4. Oregone State (1-1)

After the Kansas Nayhawks' win at CMU, OSU is now the proud owner of the nation's longest road losing streak. If you are someone who really pays attention to college football, you know there's a quarterback currently in street clothes in Corvallis who used to play for Nebraska but is now waiting to play for Oregon State. Both teams could use him very badly. If you are someone who really pays attention to "Smokey and the Bandit," you know there is a character in the film named Little Beaver.

5. Florida (1-1)

This week's Coveted Fifth Spot would no doubt put a signature smile on the face of the man who played the title role in "Gator" but was a Seminole to the core.

6. Whew Mexico State (0-3)

The Aggies became the nation's first three-loss team when they were edged out by Utah State, 60-13. Next up is the Rio Grande Rivalry versus New Mexico. Then it's the first matchup of NMSU's single-season home-and-home with Liberty. Speaking of Liberty, I continue to receive emails and tweets from Flames fans eager to fan the flames after I included their team in the preseason Bottom 10. When I read those venomous verses, I feel like Reynolds in "The Cannonball Run," when he looks over at the car his ambulance is racing. He sees Dean Martin and Sammy Davis Jr. in disguises and says to believer DeLuise, "Victor, that's two priests driving a Ferrari. When's the last time you saw two priests drive a Ferrari? What are they doing, taking home the bingo money?"

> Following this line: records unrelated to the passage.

Issue #42, opened 2020-03-28
verify-x509-name is not parsed


OtherSystems:
**Client config**
    
    client
    tls-client
    dev tun
    persist-tun
    remote vpn.example 1194 udp
    verify-x509-name vpn.example name
    resolv-retry infinite
    keepalive 10 60
    route-nopull
    route 192.168.2.0 255.255.255.0
    <ca>
    -----BEGIN CERTIFICATE-----
    ca cert
    -----END CERTIFICATE-----
    </ca>
    <cert>
    -----BEGIN CERTIFICATE-----
    cert
    -----END CERTIFICATE-----
    </cert>
    <key>
    -----BEGIN RSA PRIVATE KEY-----
    key
    -----END RSA PRIVATE KEY-----
    </key>
    persist-key
    comp-lzo yes
    verb 3
    cipher AES-256-CBC
    auth SHA256
    lport 0
    verb 4
    auth-nocache
    log /var/log/openvpn.log

**Server config**

    verb 4
    dev uvpn
    dev-type tun
    dev-node /dev/net/tun
    writepid /var/run/openvpn_tunvpn.pid
    script-security 3
    keepalive 10 60
    ping-timer-rem
    persist-tun
    persist-key
    proto udp
    cipher AES-256-CBC
    auth SHA256
    tls-server
    server 192.168.6.128 255.255.255.128
    client-config-dir /etc/openvpn/server
    local vpn.example
    lport 1194
    route-up "/usr/local/sbin/openvpn-set.pl"

hannesm:
thanks for your report, I edited the title to reflect what is the issue here. The provided configuration files are now part of our testsuite (at the moment commented out since parsing fails).

PR #47, opened 2020-03-29
test: add client configuration parse tests from sample configuration files

hannesm:
TL;DR: let's gather in `tests/sample-configuration-files` configuration files we would like to be successfully parsed. At the moment, these are based on the examples distributed with OpenVPN.

This PR adds a (parametrised) test `parse_client_configuration` which takes a filename and attempts to parse this file in `sample-configuration-files`. Only "is the parse successful" is tested, not the contents of the configuration. Due to the rise of interest/traffic in this repository, I think it is a good idea to gather (normalised = using the same secret / ta / certificate / key / password) configurations we currently support / would like to support in the future.

NB: tls-home.conf has been modified to include a `cipher` statement. By reading the man page, OpenVPN seems to switch their default cipher every other version (blowfish, AES-CBC, AES-GCM), thus I suggest to (as is atm) not support configuration files without an explicit `cipher` line (as done by #31): our goal is not to support all the sample configuration files OpenVPN contains, but rather more real-world examples used in the wild (#42, riseup, ~~ipredator~~, etc.).


test/config_tests.ml
```diff
@@ -234,6 +234,29 @@ tls-auth [inline]
...
+    let content = really_input_string fh (in_channel_length fh) in
+    close_in_noerr fh ;
+    content
+  with _ -> Alcotest.failf "Error reading file %S" filename
+
+let config_dir = "sample-configuration-files/"
+
+let parse_client_configuration name () =
+  Unix.chdir config_dir;
+  Fun.protect ~finally:(fun () -> Unix.chdir "..")
```
cfcs: Hmm, `chdir` inside a test suite seems like a risky thing to be doing since we don't know what else is writing files, can't we make do with absolute paths?

test/sample-configuration-files/client.crt
```diff
@@ -0,0 +1,103 @@
+Certificate:
+    Data:
+        Version: 3 (0x2)
```
cfcs: Hmm, surprised the parser ignores this when not prefixed by `#` ??

openvpn.opam
```diff
@@ -16,8 +16,8 @@ build: [
 ]
 
 depends: [
-  "dune" {build}
-  "ocaml" {>= "4.07.0"}
+  "dune"
+  "ocaml" {>= "4.08.0"}
```
cfcs: Why do we need to leave 4.07 behind for this changeset?

test/config_tests.ml
hannesm: since the configuration files refer to "files on the local system", it is hard to do with absolute paths.

in my perspective, the `Fun.protect` does exactly the right thing here -- ensuring that `Unix.chdir ".."` is always executed before the test is finished.

test/sample-configuration-files/client.crt
hannesm: X509.Certificate/Private_key.decode_pem only looks for `-----BEGINYYYY------ ... -----ENDYYYY-----` lines :)

which in my opinion is pretty fine (from looking into my global trust anchors (/etc/ssl/cert.pem), this is definitively the way to go)

openvpn.opam
hannesm: `Fun.protect`.

test/config_tests.ml
cfcs: Oh, this raises the question how openvpn does this - whether relative paths are relative to current execution dir or the config file itself. I would expect it to be relative to the config file (in which case we shouldn't need `chdir`).

hannesm: well, we'd need the logic for the parser to do relative to the configuration file -- which atm is not present (I tried first without `chdir`, it failed, so I came up with this) ;)

but if that's something you think should be implemented by the config parser, please feel free (you could push this to this PR if you like). this would as well get rid of `Fun.protect` and the 4.08.0 lower bound.

cfcs: (but we may need to adjust the config file parser if that's the case)

hannesm: well, the original `openvpn` actually takes files referenced in a configuration as relative to the current working directory -- i.e. `openvpn config/client.conf` (with embedded `ca ca.crt`) fails:
```bash
Options error: --ca fails with 'ca.crt': No such file or directory (errno=2)
Sun Mar 29 22:33:58 2020 us=707536 WARNING: cannot stat file 'ta.key': No such file or directory (errno=2)
```

hannesm: but openvpn has the `--cd` argument to change its working directory "before reading any files such as configuration files"... not immediately useful here since we're using it as a library..

cfcs: This means that the semantics of the config file depends on the working directory, which seems really ugly to me (ie execution the same openvpn commandline with the same arguments can lead to different results based on what the cwd is).
It also implies that e.g. our tool to read/check configuration files should also work different depending on your cwd (but with the same file).
I'd be super inclined to change that to `~/.ssh/config`-style semantics where paths are relative to the location of the file that makes the reference, so a config file can only be parsed one way.

hannesm: I did so in 4a0c60f.

hannesm:
I revised the configuration parser (lwt and tests) call sites to treat relative paths as relative to the configuration file, and documented this in the README. This does _not_ affect the MirageOS layer since there we don't consider any external files. Would be good to get this merged if you're fine with the changes @cfcs.

hannesm:
I included #48 here (slightly amended), and extended the test to check the contents of parsed client configurations.

hannesm:
this (a) checks the contents of configurations as well (b) includes @whohoho #48 (but commented out the server side configuration testing, which requires #50), and (c) fixes the (mostly client) configurations so they could be parsed (external referenced files exist now).

test/config_tests.ml
```diff
@@ -1,16 +1,79 @@
+
+let a_x509_cert_payload ctx constructor str =
+  Logs.debug (fun m -> m "x509 cert: %s" ctx);
+  match X509.Certificate.decode_pem (Cstruct.of_string str) with
+  | Ok cert -> constructor cert
+  | Error (`Msg msg) -> Alcotest.failf "%s: invalid certificate: %s" ctx msg
+
+let a_ca_payload str =
+  let open Openvpn.Config in
+  a_x509_cert_payload "CA" (fun c -> B(Ca,c)) str
```
cfcs:
```suggestion
  a_x509_cert_payload "ca" (fun c -> B(Ca,c)) str
```

test/config_tests.ml
```diff
@@ -47,7 +109,40 @@ testpass
...
+
+let minimal_server_config =
+  let open Openvpn.Config in
+  empty
+  |> add Dev (`Tun ,(Some "tunnel"))
+  |> add Ping_interval `Not_configured
+  |> add Cipher "AES-256-CBC"
+  |> add Ping_timeout (`Restart 120)
+  |> add Renegotiate_seconds 3600
+  |> add Bind (Some (Some 1195, None))
```
cfcs: See my review on #38: https://github.com/roburio/openvpn/pull/38#discussion_r399712089
#38 has fixes for most of this, e.g. https://github.com/roburio/openvpn/pull/38/commits/64ebf6f6c73ac828fc91191fe996ded5f5b313e0
and

hannesm: your comment in #38 is about `Config.Defaults.server` (this is Config_test.minimal_server_config -- and actually unused since we don't have a parse_server_config yet) -- I'd be happy to get rid of the minimal_*_config in test and reuse Config.Defaults.yy in a subsequent PR. in the meantime, I just deleted the commented out and unused code in 17a995c5a15d83c6952701138e1ea3104a4d8539.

7. North Carolina Achilles Heels (0-2)

The Heels have lost 14 of their last 18 games and just lost their third straight to East Carolina, a team that opened the season with a loss to North Carolina A&T. So, if you're scoring at home: NC A&T > ECU > UNC. Now head coach Larry Fedora is feeling the heat. That reminds me ... remember when Reynolds and Clint Eastwood wore those fedoras in "City Heat"?

8. UCan't Huskies (0-2)

During his career, Reynolds made a lot of ill-advised career moves. He claimed to have turned down the roles of Randle McMurphy in "One Flew Over the Cuckoo's Nest" as well as Han Solo and James Bond. It was the 007 whiff that always bothered him most, confessing, "I got to where I could barely look at a tuxedo." I'm betting Randy Edsall says the same about Maryland Terrapins gear.

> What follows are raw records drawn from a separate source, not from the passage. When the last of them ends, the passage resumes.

PR #49, opened 2020-03-29
openvpn_server_config_parser.exe

whohoho:


cfcs:
Wouldn't it be nicer to just have one config parser, and have that emit a comment at the top of the output that describes whether it's a client or server config?

hannesm:
@cfcs I agree, from my comment in #38:

I'm wondering whether a second binary is really necessary (which shares >90% of code with the existing one), instead of extending the existing `openvpn_config_parser` with some code to discover whether it is a client or server configuration (by looking at Tls_mode / Proto / Remote_cert_tls / whether Remote is present -- or take a deeper look how the C openvpn discovers this).

whohoho:
> Wouldn't it be nicer to just have one config parser, and have that emit a comment at the top of the output that describes whether it's a client or server config?

i agree

whohoho:
for now i have:

+  type config_type =
+    | Tls_tcp_server
+    | Tls_tcp_client
+    | Tls_udp_server
+    | Tls_udp_client
+    | P2p_udp
+    | P2p_tcp_server
+    | P2p_tcp_client
+    | Invalid

Does that make sense?

hannesm:
@whohoho I'm not sure what your plan with `type config_type` is. I'd keep it simple for now, and only distinguish "is this a `Server` or a `Client` configuration". Depending on that, call `valid_client_config` or `valid_server_config` (in there, it may make sense to distinguish the configuration further, i.e. no tls, ...).

whohoho:
> @whohoho I'm not sure what your plan with `type config_type` is. I'd keep it simple for now, and only distinguish "is this a `Server` or a `Client` configuration". Depending on that, call `valid_client_config` or `valid_server_config` (in there, it may make sense to distinguish the configuration further, i.e. no tls, ...).

As far as i understand, openvpn initially had a static key mode in p2p (so no client no server)
Then later they added the p2mp mode , which uses tls.

So in the p2p mode there is no concept of a server (except when using tcp, when the one opening the listening socket is the server)

hannesm:
hmm, ok. but does this matter? This repository / package is not meant to re-iterate all the OpenVPN decisions they made. From my perspective, there's always a client (the one with a `Remote` in its configuration which starts establishing a tunnel), and a server (the one listening for incoming requests and managing IP addresses). I don't see much point in supporting the old `p2p` mode, which I haven't seen being used at all.

whohoho:
> hmm, ok. but does this matter? This repository / package is not meant to re-iterate all the OpenVPN decisions they made. From my perspective, there's always a client (the one with a `Remote` in its configuration which starts establishing a tunnel), and a server (the one listening for incoming requests and managing IP addresses). I don't see much point in supporting the old `p2p` mode, which I haven't seen being used at all.

Isn't https://github.com/roburio/openvpn/pull/37 adding support for static key mode?

hannesm:
> Isn't #37 adding support for static key mode?

yes, this adds static-key mode (client side), based on a configuration I actually have and use.

whohoho:
> > Isn't #37 adding support for static key mode?
> 
> yes, this adds static-key mode (client side), based on a configuration I actually have and use.

there is no client or server side in static key mode (when using udp)

This is where openvpn parses the config options:
https://github.com/OpenVPN/openvpn/blob/0d94d433438f239ff7cf0749f765a503c698f5e8/src/openvpn/options.c#L1977

hannesm:
I feel I'm repeating myself: from a programmatic point of view, I distinguish between a client (which has a `Remote` configured and is responsible to send the first packet) and a server (which sits there, listens for incoming connections). This is crucial to figure out which state machine to use (resolve / connect OR bind / listen).

Even in static key mode (as far as my example configurations are, also what is shipped with the C openvpn (static-home.conf / static-office.conf -- only one has a `remote` line)), there's this concept of a client and a server.

whohoho:
ah, mm, so i can say that p2p mode without remote is a server, and with a remote is a client. Which means that you can then have 2 clients talking to each other.

whohoho:
cat p2p-1.cfg 
remote localhost 1235
local localhost
lport 1234 
dev tun
ifconfig 10.8.0.1 10.8.0.2
secret ta.key

cat p2p-1.cfg 
remote localhost 1235
local localhost
lport 1234 
dev tun
ifconfig 10.8.0.1 10.8.0.2
secret ta.key

cat p2p-1-noremote.cfg 
#remote localhost 1235
local localhost
lport 1234 
dev tun
ifconfig 10.8.0.1 10.8.0.2
secret ta.key

whohoho:
cat p2p-1-nobind.cfg 
remote localhost 1235
dev tun
ifconfig 10.8.0.1 10.8.0.2
secret ta.key

openvpn p2p-1-nobind.cfg 
Mon Mar 30 15:23:53 2020 setsockopt(IPV6_V6ONLY=0)
Mon Mar 30 15:23:53 2020 UDP link local (bound): [AF_INET6][undef]:1194
Mon Mar 30 15:23:53 2020 UDP link remote: [AF_INET6]::1:1235

hannesm:
I clicked to target the master branch, now some unrelated commits are appearing here (sorry :/).
Would you mind to rebase, and address the comments above and what we discussed on IRC?

To rewrap, I think:
- integrate this into the `openvpn_config_parser`
- use the presence of `Remote` to investigate whether this is a client or a server configuration
- this may need to come after #50 (or be included) to be able to validate the server configuration

Thanks :)

hannesm:
Thanks for your work on this. It is slightly out of date with the current state of this repository. We'll revise what to do for the server side soon.

PR #50, opened 2020-03-29
server config checks in config.ml

whohoho:


hannesm:
IMHO this is fine to be merged, only some minor nit:
Why does the Defaults.server_config contain those elements in there? It looks like a copy of the Defaults.client_config -- i.e. Resolv_retry, Auth_retry -- are they relevant for a server? Maybe we should have a Defaults.config map -- shared between client and server -- and Defaults.client_config and Defaults.server_config that extend the Defaults.config? Should `Tls_mode Server` really be the default (there's no `Tls_mode Client` in the Defaults.client_config)?

whohoho:
> IMHO this is fine to be merged, only some minor nit:
> Why does the Defaults.server_config contain those elements in there? It looks like a copy of the Defaults.client_config -- i.e. Resolv_retry, Auth_retry -- are they relevant for a server? Maybe we should have a Defaults.config map -- shared between client and server -- and Defaults.client_config and Defaults.server_config that extend the Defaults.config? Should `Tls_mode Server` really be the default (there's no `Tls_mode Client` in the Defaults.client_config)?

ah, yes, default mode is p2p
       --mode m
              Set OpenVPN major mode.  By default, OpenVPN runs in point-to-point mode ("p2p").  OpenVPN 2.0 introduces a new mode
              ("server") which implements a multi-client server capability.

I made defaults for client and server the same now.

hannesm:
> I made defaults for client and server the same now.

repeating myself: i.e. `Resolv_retry`, `Auth_retry` -- are they relevant for a server? I doubt the approach "client and server are equal" actually works in practise, and would suggest to have a "Defaults.config" _and_ "server / client", where the former is extended by client and server.

whohoho:
> > I made defaults for client and server the same now.
> 
> repeating myself: i.e. `Resolv_retry`, `Auth_retry` -- are they relevant for a server? I doubt the approach "client and server are equal" actually works in practise, and would suggest to have a "Defaults.config" _and_ "server / client", where the former is extended by client and server.

No, they are not used by server (but are allowed to be in config file), but indeed it makes sense to not have those defaults for when you want to write a config file.

hannesm:
I clicked here to target the master branch, and now some commits from the other branch are appearing :/ -- would you mind to rebase your branch on the current master; and address the remarks above? thanks!

hannesm:
from re-reading the current code, I figured there's a TODO with some items I considered back then being important to have in a server config -- https://github.com/roburio/openvpn/blob/c2c37f3b0e15a4d19263b85d82a556fc2555301a/src/engine.ml#L82-L84

hannesm:
Thanks a lot, I took the liberty to rebase and adapt in #101 the core of this PR.

PR #54, opened 2020-05-17
openvpn_config_parser.exe: pad output to block size

cfcs:
to enable use with unikernels through block dev api

output similar to:

```
#############          
# IMPORTANT:
#  This OpenVPN configuration file has been padded with the comment below to
#  ensure alignment on 512-byte boundaries for block device compatibility.
#  That is a requirement for the MirageOS unikernels.
#  If you modify it, please verify that the output of
#       wc -c THIS.FILE
#  is divisible by 512.
#############

###############################################
############################################################################
############################################################################
############################################################################
############################################################################

client
auth-retry nointeract
auth-user-pass [inline]
.......
```

### DIFF
--- a/app/openvpn_config_parser.ml
+++ b/app/openvpn_config_parser.ml
@@ -22,7 +22,42 @@ let read_config_file fn =
   | Ok str -> parse_client ~string_of_file str
   | Error _ as e -> e
 
+let alignment_header =
+  {|#############
+# IMPORTANT:
+#  This OpenVPN configuration file has been padded with the comment below to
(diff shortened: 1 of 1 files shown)


cfcs:
CI fails with:
```
- File "src/config.ml", line 634, characters 4-19:
- Error: This pattern matches values of type ('a, 'b) result
-        but a pattern was expected which matches values of type
-          consume:Angstrom.Consume.t ->
-          (Cstruct.t * Cstruct.t * Cstruct.t * Cstruct.t, string) result
```
Looks like we need to adapt to new Angstrom upstream.

PR #61, opened 2023-03-17
Rename to MirageVPN

reynir:
The repository would need to be renamed as well.

Renaming the modules was maybe not necessary.

I have as well renamed the log source module in `Miragevpn.Config` from `Logs` to `Log`. I had accidentally renamed openvpn.mli to miragevpn***g***.mli which then exposed the Config.Logs module. Otherwise this PR is just renaming.

I have not touched the diagrams and they may need updating as well.


dinosaure (approved):

hannesm:
thanks a lot

PR #64, opened 2023-09-08
Apply ocamlformat.0.26.0

dinosaure:
A gently upgrade to use `ocamlformat.0.26.0`.


dinosaure:
Note that currently the code does not compile but I have a patch which fix some `Lwt.catch` in the client application.

hannesm:
would you mind to put that rev into a new `.git-blame-ignore-revs` file at the root (see https://docs.github.com/en/repositories/working-with-files/using-files/viewing-a-file#ignore-commits-in-the-blame-view)

Also, I wonder why OCaml CI doesn't run here... maybe we should setup a simple GitHub action or cirrus CI?

dinosaure:
About `ocaml-ci`, it's related to https://github.com/ocurrent/ocaml-ci/pull/867

hannesm:
build has been fixed in #66, please rebase and add the git-blame-ignore-revs file :) thanks!

dinosaure:
This PR was rebased :+1:.

hannesm:
thanks, I added a .git-blame-ignore-revs file myself, pushed, and merged.

PR #67, opened 2023-09-12
Use failwith instead of Lwt.fail_with

reynir:
`Lwt.fail` and `Lwt.fail_with` do not produce nice stack traces, and in most cases directly raising the exception (or using `failwith`) is preferable. The exceptions here are not very interesting and should perhaps be replaced by printf/log message followed by `exit N`.


hannesm:
thanks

9. Charlotte 1-and-1'ers (1-1)

Charlotte's Jerry Richardson Stadium is located only a few minutes south of the Charlotte Motor Speedway, home base for the 1983 NASCAR epic "Stroker Ace." Reynolds played Mr. Ace, a race car driver contractually forced to wear a chicken suit to appease his sponsor, a chain of fried chicken joints. Coincidentally, one of Charlotte 49ers football's biggest sponsors is also a chain of fried chicken joints that also dresses someone in a chicken suit and sends them to sporting events. I know this because whenever I see said chicken at Charlotte games I scream, "I'm Stroker Ace, and the only thing I love more than winning the race is stuffing Torkel's Chicken in my face!" The last time I did that, I think the bird shot me the bird.

10. Old Dumbinion (0-2)

Speaking of Charlotte, the Monarchs travel to the Queen City this weekend for what should be a very regal but very wet and windy Pillow Fight of the Week: Episode III. If there's any justice in this now-Burt Reynolds-less world, the quarterback of the winning team should pull a Paul "Wrecking" Crewe and reenact the final scene of "The Longest Yard," picking up the game ball, handing it to the opposing coach and growling, "Put that in your trophy case."

Waiting list: Kansas Nayhwaks (1-1), Texas State Armadillos (1-1), Temple of Doom (0-2), SMU Mustanks (0-2), Pur-don't (0-2), Minute Rice (1-2), R-O-C-K in the UTSA (0-2), UMess (1-2), Boiling Green (0-2), My Hammy of Ohio (0-2), By the Time I Get to Arizona (0-2).